Leptomeningeal disease (LMD) is a devastating complication of advanced solid tumors with limited prognostic and response-assessment tools. Because LMD molecular evolution is frequently compartmentalized behind CNS barriers, cerebrospinal fluid (CSF) circulating tumor DNA (ctDNA) may provide CNS-specific molecular readouts of disease activity.

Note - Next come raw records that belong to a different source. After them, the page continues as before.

PR #23253, opened 2024-05-22
[usb,sival] Various improvements and fixes

pamaury:
The main purpose of this PR is to fix the test harness that I broke by mistake in https://github.com/lowRISC/opentitan/commit/52714dcdce25352e48537c8dc7c9063ee7b261fc
The issue is that in certain test, the harness is needed to enable VBUS sensing but no USB device will actually appear on the bus so the harness must not wait for it. I took this opportunity to do some further cleanup/improvements.
The reason this failure was not caught by CI is that certain tests do not require the harness on the CW310 so it was not used and therefore the CI didn't break. This PR changes that to run the harness (even when almost useless) even on the CW310.

### DIFF
--- a/sw/device/tests/usbdev_mixed_test.c
+++ b/sw/device/tests/usbdev_mixed_test.c
@@ -46,7 +46,7 @@ Thoughts:
 #define NUM_STREAMS USBUTILS_STREAMS_MAX
 #endif
 
-#define TRANSFER_BYTES_SILICON (0x10U << 20)
+#define TRANSFER_BYTES_SILICON (4U << 20)
 #define TRANSFER_BYTES_FPGA (8U << 16)
 
 // This is appropriate for a Verilator chip simulation with 15 min timeout
--- a/sw/device/tests/usbdev_stream_test.c
+++ b/sw/device/tests/usbdev_stream_test.c
@@ -35,7 +35,7 @@
 #define NUM_STREAMS USBUTILS_STREAMS_MAX
 #endif
 
-#define TRANSFER_BYTES_SILICON (0x10U << 20)
+#define TRANSFER_BYTES_SILICON (8U << 20)
 // 16MiB takes about 256s presently with 10MHz CPU in CW310 FPGA and physical
 // USB with randomized packet sizes and the default memcpy implementation;
 // The _MEM_FASTER switch drops the run time to 187s. In CI, we want to keep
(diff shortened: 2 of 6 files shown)


engdoreis (approved):
LGTM.

nbdd0121 (approved):

sw/device/tests/usbdev_stream_test.c
```diff
@@ -35,7 +35,7 @@
 #define NUM_STREAMS USBUTILS_STREAMS_MAX
 #endif
 
-#define TRANSFER_BYTES_SILICON (0x10U << 20)
+#define TRANSFER_BYTES_SILICON (0x10U << 16)
```
alees24, line 38: Please don't reduce this value so far; it will barely be testing anything, and there's a danger that if something makes the streaming massively slower/less efficient, it will go completely unnoticed.

usbdev_stream_test is much faster than usbdev_mixed_test and usbdev_iso_test because it is using Bulk Transfers and running as fast as the bus can go. Just 1MiB completes in 4.8 seconds on my laptop, which is well below the 30s that you proposed originally.

Even the 16MiB originally that is specified for usbdev_stream_test should complete in 38s (and thus not time out with the 60s limit that is presently set).

sw/device/tests/usbdev_mixed_test.c
```diff
@@ -46,7 +46,7 @@
 #define NUM_STREAMS USBUTILS_STREAMS_MAX
 #endif
 
-#define TRANSFER_BYTES_SILICON (0x10U << 20)
+#define TRANSFER_BYTES_SILICON (0x10U << 16)
```
alees24, line 49: I see the previous 16MiB amount timing out on Si, but 4MiB takes about 20 seconds to complete.
usbdev_iso_test and usbdev_mixed_test should be about the same as each other, being limited by the 64 bytes/1ms polling rater of Isochronous and Interrupt endpoints.

alees24 (changes requested):
This all looks okay, except for the timeouts which run a risk of being reduced the point of doing nothing useful when they are all unilaterally divided by16 to prevent timeouts.

It is a guessing game exactly how much other traffic/activity there will be on a decidedly non-real time OS, but I would suggest the following amounts, please:
- usbdev_stream_test 8MiB (8U << 20) - estimated 19 secs
- usbdev_mixed_test 4MiB - 20 secs
- usbdev_iso_test 4MiB - 20 secs

pamaury:
I can reproduce your timing for the stream and mixed test but the iso test on crius seems to take significantly longer (40s), in particular it takes quite longer for the host to receive all the data. It  seems very consistent though so I think we should be fine.

alees24 (approved):
Thanks.

PR #23254, opened 2024-05-22
[sival, rv_core_ibex] make rv_core_ibex_mem_test work on silicon

nbdd0121:
Changes made:
* ROM check is skipped because it's locked by ROM_EXT.
* Since ROM_EXT locks address translation, the MMIO test location is
  switched to a rv_timer register instead.
* ROM_EXT locks down its own flash pages, so the page being tested is moved
  from page 0 to an accessible page. The default property config is also
  changed to a specific data region.

### DIFF
--- a/sw/device/tests/rv_core_ibex_mem_test.c
+++ b/sw/device/tests/rv_core_ibex_mem_test.c
@@ -17,6 +17,7 @@
  * Two MMIO registers from two different devices are written to and read from.
  */
 
+#include "sw/device/lib/arch/boot_stage.h"
 #include "sw/device/lib/arch/device.h"
 #include "sw/device/lib/base/csr.h"
 #include "sw/device/lib/dif/dif_flash_ctrl.h"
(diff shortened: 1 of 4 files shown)


sw/device/tests/rv_core_ibex_mem_test.c
```diff
@@ -158,24 +180,37 @@ static void setup_flash(void) {
...
+    // For the execution test we a specific `c.jr x1` (i.e. function return)
+    // instruction. Since the address can vary between ROM builds, we scan a
+    // small region to find it.
+    volatile uint16_t *test_loc;
+    for (test_loc = (uint16_t *)kRomTestLocStart;
+         test_loc < (uint16_t *)kRomTestLocEnd; test_loc++) {
+      if (*test_loc == kRomTestLocContent) {
+        break;
+      }
+    }
```
engdoreis, line 196: Nit. A tiny tweak to make it easier to read in my option. But feel free to ignore. 

```suggestion
    volatile uint16_t *test_loc = (uint16_t *)kRomTestLocStart;
    while(test_loc < (uint16_t *)kRomTestLocEnd && *test_loc != kRomTestLocContent) {
       test_loc++;
    }
```

engdoreis (approved):

sw/device/tests/rv_core_ibex_mem_test.c
nbdd0121: I personally prefer the current structure as I think it better reflects the "loop through all words and search" intent

PR #23255, opened 2024-05-22
[rom_ext] Select address tranlation based on link address

cfrantz:
1. Select address translation based on the link address of the `.text` section.  If the link address is in EFLASH, then address translation is `false`, else `true`.
2. Remove various `manifest_virtual` targets from `BUILD` files in favor of using the automatic selection in (1).


moidx (approved):

cfrantz:

PR #23262, opened 2024-05-22
[rom] Report the correct boot log `rom_ext_slot`

cfrantz:
The rom was incorrectly determining the value to place into the `rom_ext_slot` of the boot log.


milesdai (approved):
Oof -- thanks for catching that!

cfrantz:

We evaluated whether baseline CSF ctDNA profiles and longitudinal ctDNA kinetics associate with survival in LMD.

Methods

We performed a systematic review and meta-analysis (PROSPERO CRD420251068543) of Embase, PubMed, Cochrane CENTRAL, WHO ICTRP, ClinicalTrials.gov, Europe PMC, and Web of Science from inception through June 2025. Eligible studies included adults with solid-tumor LMD undergoing anti-cancer therapy with CSF ctDNA assessed at baseline and/or serially and reported associations with overall survival (OS) and/or progression-free survival (PFS). Random-effects models pooled hazard ratios (HRs). Longitudinal studies were analyzed separately due to limited availability.

Results

Fourteen studies (n = 963) evaluated baseline CSF ctDNA and two studies (n = 26) evaluated longitudinal kinetics. Adverse (non-reference) baseline ctDNA status (e.g., EGFR mutation positive vs. negative) was associated with inferior OS (pooled HR 2.40, 95% CI 1.73–3.33; I²=36.6%) and PFS (pooled HR 2.45, 95% CI 1.36–4.44; I²=15.5%). Longitudinally, increasing CSF ctDNA variant allele fraction was associated with worse OS (pooled HR 4.11, 95% CI 1.25–13.48; I²=8.5%). Across longitudinal reports, serial CSF ctDNA measurements tracked progression and response.

Conclusion

Baseline and serial CSF ctDNA measurements are associated with survival outcomes in LMD and may complement clinical and radiographic assessment. These findings support prospective, standardized, multi-timepoint CSF ctDNA studies in LMD and warrant CSF-access–enabled monitoring to inform therapeutic adaptation.